Collected data entries

Issue #617, opened 2026-04-03
async eval worker count is effectively capped below num_workers by default asyncio threadpool


simonrosenberg:
## Summary

The async evaluation path in `benchmarks` is configured with `num_workers=30` for benchmarks like `gaia`, `swebench`, and `swtbench`, but the live eval jobs are not actually achieving anything close to 30-way instance concurrency.

The main issue is that the async runner uses `asyncio.to_thread(...)` without installing a larger executor, so effective concurrency is bounded by Python's default `ThreadPoolExecutor` size rather than by `num_workers`.

## Relevant code

- `benchmarks/utils/evaluation.py`
  - `asyncio.Semaphore(self.num_workers)`
  - `await asyncio.to_thread(self._process_one_sync, ...)`
- benchmark defaults
  - `benchmarks/gaia/config.py` -> `num_workers = 30`
  - `benchmarks/swebench/config.py` -> `num_workers = 30`
  - `benchmarks/swtbench/config.py` -> `num_workers = 30`

## Live evidence

I verified this directly on the currently running eval jobs for ACP Gemini:

- `gaia` job `eval-23925785249-gemini-3-f`
- `swebench` job `eval-23925785262-gemini-3-f`

Inside both live eval pods:

```bash
python3 -c 'import os,concurrent.futures as f; ex=f.ThreadPoolExecutor(); print(os.cpu_count()); print(len(os.sched_getaffinity(0))); print(ex._max_workers); ex.shutdown()'
```

Output in both pods:

```text
4
4
8
```

Also from cgroup quota in both pods:

```text
cpu.max = 400000 100000
```

So the eval pod is capped at 4 CPUs, and Python's default threadpool size is only 8.

That means:

- requested concurrency: `30`
- actual `to_thread` worker ceiling: `8`

## Why this matters

`Evaluation._run_attempt_async()` schedules one task per instance, but each task immediately enters `asyncio.to_thread(self._process_one_sync, ...)`. Since `_process_one_sync()` then runs the full instance synchronously, each occupied executor thread is held for the duration of the instance.

For ACP runs this is especially expensive because each instance effectively blocks on a long `RemoteConversation.run()` / ACP prompt loop.

So the current architecture makes `num_workers=30` misleading in practice unless the executor is explicitly sized to match it.

## Additional live observations

The live jobs also show runtime retries, which further reduce throughput:

- `gaia` had many `runtime init failure` / `Remote conversation ended with error` / `ACPPromptError: terminated` messages
[...]

PR #618, opened 2026-04-03
Respect configured infer worker capacity

simonrosenberg:
## Summary
- install an explicit asyncio thread executor sized from `num_workers`
- log configured worker count, effective executor capacity, visible CPU count, and `cpu.max`
- add focused tests for executor sizing and startup telemetry

## Why
Live eval jobs were configured with `workers=30` but were only reaching about `7-8` concurrent infer runs while they still had many instances left, which rules out end-of-job drain:
- `eval-23925785249-gemini-3-f-n5rz8` (GAIA): `8/30`, `86` remaining
- `eval-23925785262-gemini-3-f-hgj8w` (SWE-bench): `7-8/30`, `353` remaining

That matches Python's default `ThreadPoolExecutor` sizing on a 4-vCPU pod (`min(32, cpu+4) = 8`). Since the async evaluation path relies on `asyncio.to_thread(...)`, effective inference concurrency was being capped by the implicit default executor rather than by the configured benchmark worker count.

## Testing
- `uv run pytest /Users/simonrosenberg/benchmarks/tests/test_async_evaluation.py`
- `uv run ruff check /Users/simonrosenberg/benchmarks/benchmarks/utils/evaluation.py /Users/simonrosenberg/benchmarks/tests/test_async_evaluation.py`

## Related
- OpenHands/evaluation#406
- OpenHands/benchmarks#617

### DIFF
--- a/benchmarks/utils/evaluation.py
+++ b/benchmarks/utils/evaluation.py
@@ -15,6 +15,7 @@ import os
 import threading
 import time
 from abc import ABC, abstractmethod
+from concurrent.futures import ThreadPoolExecutor
 from dataclasses import dataclass, field
 from datetime import datetime, timezone
 from pathlib import Path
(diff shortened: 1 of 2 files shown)


simonrosenberg:
Superseded by clean main-based PR #619.

PR #672, opened 2026-04-19
fix(swtbench): rmi after push + free runner disk (fixes evaluation#495)

simonrosenberg:
## Summary

Fixes OpenHands/evaluation#495. SWT-bench image builds started hitting `No space left on device` on `ubuntu-latest-8core` partway through assembly, e.g. [run 24572967778](https://github.com/OpenHands/evaluation/actions/runs/24572967778/job/71850799413) (disk filled at image 160/433 after ~42 min).

Root cause is a latent bug in `assemble_agent_image` exposed by the Blacksmith → GitHub-hosted migration in #651:

- Assembly uses `docker build` + `docker push` (comment documents the 455 s → 70 s speedup vs. `buildx --push`) but never calls `docker rmi` on the assembled tag. Every per-instance agent image stayed in `/var/lib/docker`.
- Blacksmith runners had hundreds of GB of persistent disk, so accumulation never mattered. `ubuntu-latest-8core` has ~80 GB and fills up around image 150.
- Cache-hit and `n-limit=5` runs hid this because `remote_image_exists(final_tag)` short-circuits the docker build. No full cold SWT-bench run has actually succeeded on `ubuntu-latest-8core` since the migration.

## Changes

1. **`benchmarks/swebench/build_base_images.py`** — in `assemble_agent_image`, after all pushes succeed, run `docker rmi -f <pushed tags>`. Shared base+builder layers stay cached (they're what the comment-advertised speedup relies on), only the just-pushed final tag is dropped. Failures warn but don't fail the assembly.
2. **`.github/workflows/build-swtbench-images.yml`** — belt-and-suspenders headroom so the next unexpected growth doesn't OOM again:
   - `jlumbroso/free-disk-space` pinned to `54081f138730dfa15788a46383842cd2f914a1be` (v1.3.1). Frees ~30 GB by removing preinstalled Android/.NET/Haskell/etc. Keeps the docker-images cache.
   - Swebench-style preflight step that prunes BuildKit cache to 60 GiB target and fails fast if less than 75 GB free on `/var/lib/buildkit`.

The code change is the actual fix; the workflow changes are defense in depth (applying them to SWE-bench too should follow in a separate PR since SWE-bench has the same latent bug).

## Testing

- Existing `TestAssembleAgentImage` tests should still pass — mocked `subprocess.run` returns OK for the new `rmi` call; assertions only check `result.tags` / `result.error`.
- Real validation: re-running [evaluation run 24572967778](https://github.com/OpenHands/evaluation/actions/runs/24572967778) with this branch pointed at from the evaluation repo. Will comment back on the issue with the re-run URL.

## AI disclosure

This PR was prepared by Claude (Claude Code) on behalf of @simonrosenberg.

### DIFF
--- a/.github/workflows/build-swtbench-images.yml
+++ b/.github/workflows/build-swtbench-images.yml
@@ -205,37 +205,27 @@ jobs:
         run: |
           make build
 
-      - name: "Preflight: prune cache and verify BuildKit disk"
+      # Runs right after setup-buildx creates the docker-container builder, so
+      # the buildx cache is empty — this step is just a sanity gate on
+      # root-fs free space. Earlier revisions also ran `docker buildx prune
+      # --max-storage` here (unsupported flag, always failed over to
+      # --keep-storage and reclaimed 0 B) and a `df /var/lib/buildkit` check
+      # (path doesn't exist on GH-hosted runners because BuildKit runs in the
+      # buildx container, so the check always printed "skipping"). Both were
+      # removed.
+      - name: "Preflight: verify runner disk"
         run: |
           set -euo pipefail
-          KEEP_GB=60
-          echo "Pruning BuildKit cache (target max-storage ${KEEP_GB} GiB, no filters)..."
-          if ! docker buildx prune --all --force --max-storage ${KEEP_GB}g; then
-            docker buildx prune --all --force --keep-storage ${KEEP_GB}g || true
-          fi
-
           df -h / || true
           docker system df || true
-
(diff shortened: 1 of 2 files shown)


simonrosenberg:
Superseded by #690, which keeps the disk fix in the shared SWE/SWT phased image assembly code without workflow preflight changes.

simonrosenberg:
Closing in favor of #690 so the SWE-bench and SWT-bench disk cleanup fix is reviewed as one shared-code PR.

Exercise objective
Reproduce the entries exactly, but only from their first line to the line holding "The async evaluation path in", with that last line kept.

Task solution
Issue #617, opened 2026-04-03
async eval worker count is effectively capped below num_workers by default asyncio threadpool


simonrosenberg:
## Summary

The async evaluation path in `benchmarks` is configured with `num_workers=30` for benchmarks like `gaia`, `swebench`, and `swtbench`, but the live eval jobs are not actually achieving anything close to 30-way instance concurrency.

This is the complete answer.